Back about the middle of December I began a series of posts entitled “A Puppy’s Tale”. I intended it to be a trilogy, and completed parts I (A Fortunate Encounter) and II (The Winding Road). This post is part III (Epilogue), though it will be a bit of a non-sequitur in that I will depart from the third person storytelling format and move into the first person narrative.
I was motivated to write the story as a method of dealing with the grief I experienced after the death of my 16 year old dog, Desa.
I have lost pets before, but the level of grief I experienced this time was deeper than I had felt before and I thought that perhaps I needed a coping mechanism. I decided to write a story of her life – which coincidentally would be a story of my life during the years we shared. This turned out to be an immensely personal task and after completing the first two parts I did not and still do not believe that my writing skills are up to finishing the trilogy in a way that will do justice to the truth. Suffice it to say that when this dog and I crossed paths, both our worlds became better, though whether hers really did is merely an assumption on my part. I do know that when our paths parted I was left with an emptiness that seemed disproportionately profound. I still feel it today.
The story of how Desa joined our family as told in Part I is unimbellished truth as told to me by my first (late) wife who was not an exagerator or prevaricator. Desa was not the first dog I have owned, but for reasons that are not obvious to me I was closer to her than any other dog I have known or owned.

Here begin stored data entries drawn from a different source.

PR #1468, opened 2023-12-22
FIREFLY-1355: Convert TabPanel to Joy UI

loitly:
Ticket: https://jira.ipac.caltech.edu/browse/FIREFLY-1355
- added scrolling to tabs.
- convert table content overflow drop-down (...)

Test: https://fireflydev.ipac.caltech.edu/firefly-1355-joyui-tabpanel/firefly/
Test wherever tabs are used.  
Keep in mind these features of TabPanel:
- Tab may be removable
- Tab will resize itself as more tabs are added.  It will also resizes as more spaces are mad available

Added Feature:
- A `min-width=100` is set on the tabs.  When there are too many to fit, it will overflow.  They become scrollable at this point.  To scroll, hover over the tab headers, press the Shift key, and then use the scroll wheel.

### DIFF
--- a/src/firefly/js/tables/ui/TablePanel.jsx
+++ b/src/firefly/js/tables/ui/TablePanel.jsx
@@ -3,8 +3,8 @@
  */
 
 import React, {useEffect} from 'react';
-import {Box, Link, Stack, Typography, Sheet} from '@mui/joy';
-import PropTypes from 'prop-types';
+import {Box, Stack, Typography, Sheet, Chip} from '@mui/joy';
+import PropTypes, {object, shape} from 'prop-types';
 import {defer, truncate, get, set} from 'lodash';
 import {getAppOptions, getSearchActions} from '../../core/AppDataCntlr.js';
 import {ActionsDropDownButton, isTableActionsDropVisible} from '../../ui/ActionsDropDownButton.jsx';
@@ -56,8 +56,7 @@ const TT_PROPERTY_SHEET = 'Show details for the selected row';
 
 export const TBL_CLZ_NAME = 'FF-Table';
 
-export function TablePanel(props) {
-    let {tbl_id, tbl_ui_id, tableModel, sx, ...options} = props;
+export function TablePanel({tbl_id, tbl_ui_id, tableModel, variant='outlined', sx, slotProps, ...options}) {
     tbl_id = tbl_id || tableModel?.tbl_id || uniqueTblId();
     tbl_ui_id = tbl_ui_id || `${tbl_id}-ui`;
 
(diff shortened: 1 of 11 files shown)


src/firefly/js/tables/ui/TablePanel.jsx
```diff
@@ -94,16 +93,16 @@ export function TablePanel(props) {
     if ([TBL_STATE.ERROR,TBL_STATE.LOADING].includes(tstate))  return <NotReady {...{showTitle, tbl_id, title, removable, backgroundable, error}}/>;
 
     return (
-        <Box sx={sx} position='relative' width={1} height={1}>
+        <Sheet {...{variant, sx:{boxSizing: 'border-box', position:'relative', width:1, height:1, ...sx}, ...slotProps?.tablePanel}}>
```
robyww, line 96: I see all the `1`'s instread of `100%`!

src/firefly/js/ui/panel/TabPanel.jsx
```diff
@@ -311,8 +209,146 @@ FieldGroupTabs.propTypes = {
...
+                        '&::before': {
+                            content: '""',
+                            display: 'block',
+                            position: 'absolute',
+                            height: 2,
+                            bottom: -2,
+                            left: 0,
+                            right: 0,
+                            bgcolor: activeBg,
+                        },
```
robyww, line 289: You might want to add some documentation here. I have no idea what this is doing.

src/firefly/js/ui/panel/TabPanel.jsx
```diff
@@ -311,8 +209,146 @@ FieldGroupTabs.propTypes = {
...
+                    {startDecorator}
+                </ListItemDecorator>
+            )}
+            {label}
+            {removable &&
+                <Chip variant='soft'
+                      onClick={(e) => {
+                          onTabRemove && onTabRemove(name);
+                          e.stopPropagation && e.stopPropagation();
+                }}>x</Chip>
```
robyww, line 331: I just read out Chip. There is a `ChipDelete`, maybe we should start using that.

robyww (approved):
Look good. That application is really starting to come together!

robyww:
There is a padding of `8px` somewhere in the tab component that probably should not be there. Both the charts and the images are affected by it.

robyww:
One more though about this. To take out the padding for the visualizers means our toolbars need to be white.

loitly:
> One more thought about this. To take out the padding for the visualizers means our toolbars need to be white.

Yes.  The padding on the TabPanel is by design.  This is so that the TabContent appears connected to the active tab.  In table, I switch over to white toolbar when added to Tabs.  We should do the same for other components.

Perhaps it is because I believe that I grew a great deal as a person during the years I owned her. I don’t know – like I said – the reasons are not obvious to me.
A Puppy’s Tale ended the way one might expect – an ageing animal’s health fails to the point that euthanasia is neccessary. A common scenario that is played out most likely thousands of times daily across the country. My active role in her death, while neccessary and humane, weighs on me though I know I had no choice.
So I bid farewell to a canine friend and carry on.